Former Argentine junta leader Reynaldo Bignone has been sentenced to 20 years in prison for crimes committed under Operation Condor – a conspiracy between South America’s dictators in the 1970s, BBC News reports.
Eighteen former army officers – including Reynald Bignone, Argentina’s last dictator – are in court.
The judges are continuing to deliberate the sentencing of the rest of the former military officers. They include Uruguayan army colonel, Manuel Cordero Piacentini, who allegedly tortured prisoners inside Automotores Orletti, the Buenos Aires fix shop where many captured leftists were interrogated under orders from their home countries.

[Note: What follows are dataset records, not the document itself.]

PR #5586, opened 2021-04-01
Delete AlexBethel.yaml

AlexBethel:
My decision to sign this document last week was an impulsive one I made under peer pressure and without the prerequisite knowledge or time to make an informed decision. Having had ample time to do research and consider the situation, the fact is I'm just not comfortable offering my unilateral support to this letter.

I would therefore like to respectfully request that my signature be removed from the list. My sincere apologies for wasting everyone's time.


shenlebantongying:
No worries, have a good day!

A Uruguayan flag was hanging in the hall, marking the first time a former Uruguayan officer had gone on trial for torture in Argentina.
The investigation was launched in the 1990s when an amnesty law still protected numerous accused.
“It determines not only that state terrorism in Argentina was an criminal conspiracy but that it was coordinated with other dictatorships”, said Luz Palmas Zaldua, a lawyer with the Center for Legal and Social Studies (Cels), which represented numerous plaintiffs in the case.
During the case, several defendants either died or were removed from the judicial process.
Prosecutors based their case partly on declassified United States intelligence documents showing how the South American regimes worked together to identify political exiles in neighboring countries and kill them or send them back to their home countries.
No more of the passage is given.